Acquiring a second language can be a lifelong task for some people and a simple feat for others. While improving proficiency can happen at varying speeds, the process of acquisition itself can be complex when examined carefully and systematically. Researchers can go as deep as analyzing what happens neurologically or simply stand aside and analyze transmitted language. Nonetheless, due to globalization and technology that brings global citizens closer together, language acquisition--especially second language acquisition--must be studied in order to improve communication skills and instruction.
Understanding second language acquisition does not have to start at the deepest regions of the human brain. Instead, one can look to motivation as the biggest determining factor in this process. Motivation, however, is no easy concept to understand or offer as an explanation. It can vary in type and across gender, as well as be influenced by teachers. Even the amount of time that someone has been in the country with the target language can influence his or her motivation.
While motivation is a strong basis for second language acquisition, other factors also play a role. One of these factors is the power of language as seen in social contexts. A language learner’s understanding of this power can have a positive impact on his or her language acquisition. Another important factor in the process of acquiring a second language is the amount of acculturation that has taken place. Based on this, it is possible to look at second language acquisition as a progression or journey in which motivation is the vehicle that is fueled by the power of language and navigated by acculturation.
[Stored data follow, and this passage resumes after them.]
PR #168, opened 2023-04-21
Adding workflows for GH -> Jira issue mirroring

tom-borcin:
Adding workflows for mirroring of issues from GitHub to Jira

### DIFF
--- a/.github/workflows/new_issues.yml
+++ b/.github/workflows/new_issues.yml
@@ -1,0 +1,23 @@
+name: Sync issues to Jira
+
+# This workflow will be triggered when a new issue is opened
+on: issues
+
+# Limit to single concurrent run for workflows which can create Jira issues.
+# Same concurrency group is used in issue_comment.yml
+concurrency: jira_issues
+
+jobs:
+  sync_issues_to_jira:
+    name: Sync issues to Jira
+    runs-on: ubuntu-latest
+    steps:
+      - uses: actions/checkout@v2
+      - name: Sync GitHub issues to Jira project
+        uses: espressif/github-actions/sync_issues_to_jira@master
+        env:
+          GITHUB_TOKEN: ${{ secrets.GITHUB_TOKEN }}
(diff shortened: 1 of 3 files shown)


tom-borcin:
@tore-espressif @kumekay hello guys! please take a look

.github/workflows/new_issues.yml
```diff
@@ -0,0 +1,23 @@
...
+    name: Sync issues to Jira
+    runs-on: ubuntu-latest
+    steps:
+      - uses: actions/checkout@v2
+      - name: Sync GitHub issues to Jira project
+        uses: espressif/github-actions/sync_issues_to_jira@master
+        env:
+          GITHUB_TOKEN: ${{ secrets.GITHUB_TOKEN }}
+          JIRA_PASS: ${{ secrets.JIRA_PASS }}
+          JIRA_PROJECT: IEC
```
igrr, line 21: Could we also set the component which the issue is associated with?

For example, add a "component" field to the issue form, and the let sync_issues_to_jira set the correct component in Jira?

tom-borcin: That's the problem I was trying to solve recently. We are asking for component in issue form drop-down, but I couldn't find a solution that would pass that component to an issue label. I found only solution that would work for issue templates, not for forms.

I will set up automation in Jira that will parse component from description and set it in Jira and also in GitHub.

We could also modify a script to do it, but we still need automation in case component changes in Jira.

igrr: I see! Should we at least set some default component here (e.g. `JIRA_COMPONENT: Github`), or will we triage new issues by filtering the ones without any component set?

tom-borcin: I prefer leaving it empty, because we would have to make one extra step to remove Github component and adding new one. If there is no component, we just add the component. Component drop-down is required and allows only one value to be set. I can't think of an issue that will relate to two or more components.

igrr (approved):

tore-espressif (approved):
LGTM!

If you are still reading this blog after that introduction, then you must really love me--despite the fact that that I am, clearly, a language NERD! The excerpt above came from my philosophy of second language acquisition. Don't be fooled by the academic discourse though! When I'm not slaving away on grad school assignments, I'm watching movies and getting a kick out of scenes that illustrate the power of language. Here are some of my favorite linguistic movie moments and my comments regarding them:
Jaws (1975)The above example is demonstrating a dialect, or a way of speaking in a certain geographic area and/or between a certain group of people. It may be the result of distinct variations in pronunciation (e.g., people from Boston) or it can consist of certain words or phrases used in an area (e.g., "pop" instead of "soda" in Indiana). It can even be grammatical features which, despite not following the norms of "Standard English," still present a distinct pattern (e.g., use of the verb "be" in African-American Vernacular English). If you know about different registers of language, that's similar to dialect. They're not exactly the same, but they're close enough for you to be able to understand the next movie moment...
Ellen Brody (Gary): In Amity, you say "yahd".
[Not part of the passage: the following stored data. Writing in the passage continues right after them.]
PR #171, opened 2023-04-24
1-wire: add 1-wire bus driver

suda-morris:
Added onewire_bus library based on RMT peripheral driver. Previously this library was located in the esp-idf's example: https://github.com/espressif/esp-idf/tree/master/examples/peripherals/rmt/onewire_ds18b20/components/onewire_bus

Now I have refactored that, and split it into multiple parts: bus, device and other helper functions (e.g. CRC).

As the one-wire bus implementation can be various, so added an interface to abstract the bus behavior. Easy to extend with other backend peripherals.

Fixed an issue that reported in https://github.com/espressif/esp-idf/issues/10790

examples and doc will be added in the later PR(s).

device driver like "ds18b20" will go into esp-bsp repo, after this PR got merged.


onewire_bus/src/onewire_crc.c
```diff
@@ -0,0 +1,60 @@
+/*
+ * SPDX-FileCopyrightText: 2022-2023 Espressif Systems (Shanghai) CO LTD
+ *
+ * SPDX-License-Identifier: Apache-2.0
+ */
+
+#include "onewire_crc.h"
+
+#define FAST_CRC 1 // define this to use the fast CRC table
```
tore-espressif, line 9: Do we expect users to change this to '0' often?

onewire_bus/include/onewire_bus_impl_rmt.h
```diff
@@ -0,0 +1,42 @@
...
+
+#ifdef __cplusplus
+extern "C" {
+#endif
+
+/**
+ * @brief 1-Wire bus RMT specific configuration
+ */
+typedef struct {
+    uint32_t max_rx_bytes; /*!< Set the largest possible single receive size,
```
tore-espressif, line 20: Could we add a note that this is relevent only for esp32 and esp32s2?

onewire_bus/src/onewire_bus_impl_rmt.c
```diff
@@ -0,0 +1,490 @@
...
+    return ret;
+}
+
+static void onewire_rmt_decode_data(rmt_symbol_word_t *rmt_symbols, size_t symbol_num, uint8_t *decoded_bytes)
+{
+    size_t byte_pos = 0;
+    size_t bit_pos = 0;
+    for (size_t i = 0; i < symbol_num; i ++) {
+        if (rmt_symbols[i].duration0 > ONEWIRE_SLOT_BIT_SAMPLE_TIME) { // 0 bit
+            decoded_bytes[byte_pos] &= ~(1 << bit_pos); // LSB first
```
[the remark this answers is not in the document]
tore-espressif: this seems like a valid warning. Could you please check @suda-morris ?

onewire_bus/src/onewire_bus_impl_rmt.c
```diff
@@ -0,0 +1,490 @@
...
+        } else { // 1 bit
+            decoded_bytes[byte_pos] |= 1 << bit_pos;
```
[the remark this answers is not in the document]
tore-espressif: same here

tore-espressif (commented):
I left few question/comments, otherwise LGTM!

You also mentioned setting up a runner in https://github.com/espressif/esp-idf/issues/10790#issuecomment-1514544277 , do you plan to connect the runner to esp-idf or in idf-extra-components?

onewire_bus/src/onewire_crc.c
suda-morris: I think in most cases, users won't touch this. Another implementation was added for my understanding of its underlying CRC. :smiley:

onewire_bus/include/onewire_bus_impl_rmt.h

Chief Martin Brody: [with a bad New-England accent] They're in the "yahd", not too "fah" from the "cah". How's that?
Ellen Brody: Like you're from New York.
The Departed (2006)Oh, Marky Mark, only you could do such a brilliant job of illustrating how we "codeswitch" or use different dialects depending on where we are and who we're with. Now, dear Reader, you're probably thinking, I don't speak like that! You do--we all do--but like a fish in water, you're probably not aware of it. To revisit the idea of registers, you don't speak to your friends the same way that you speak to your grandparents, right? Think about the consequences: your friends would think you were weird. We match our language and/or certain aspects of our language to our audience and situation to fit in. Fascinating!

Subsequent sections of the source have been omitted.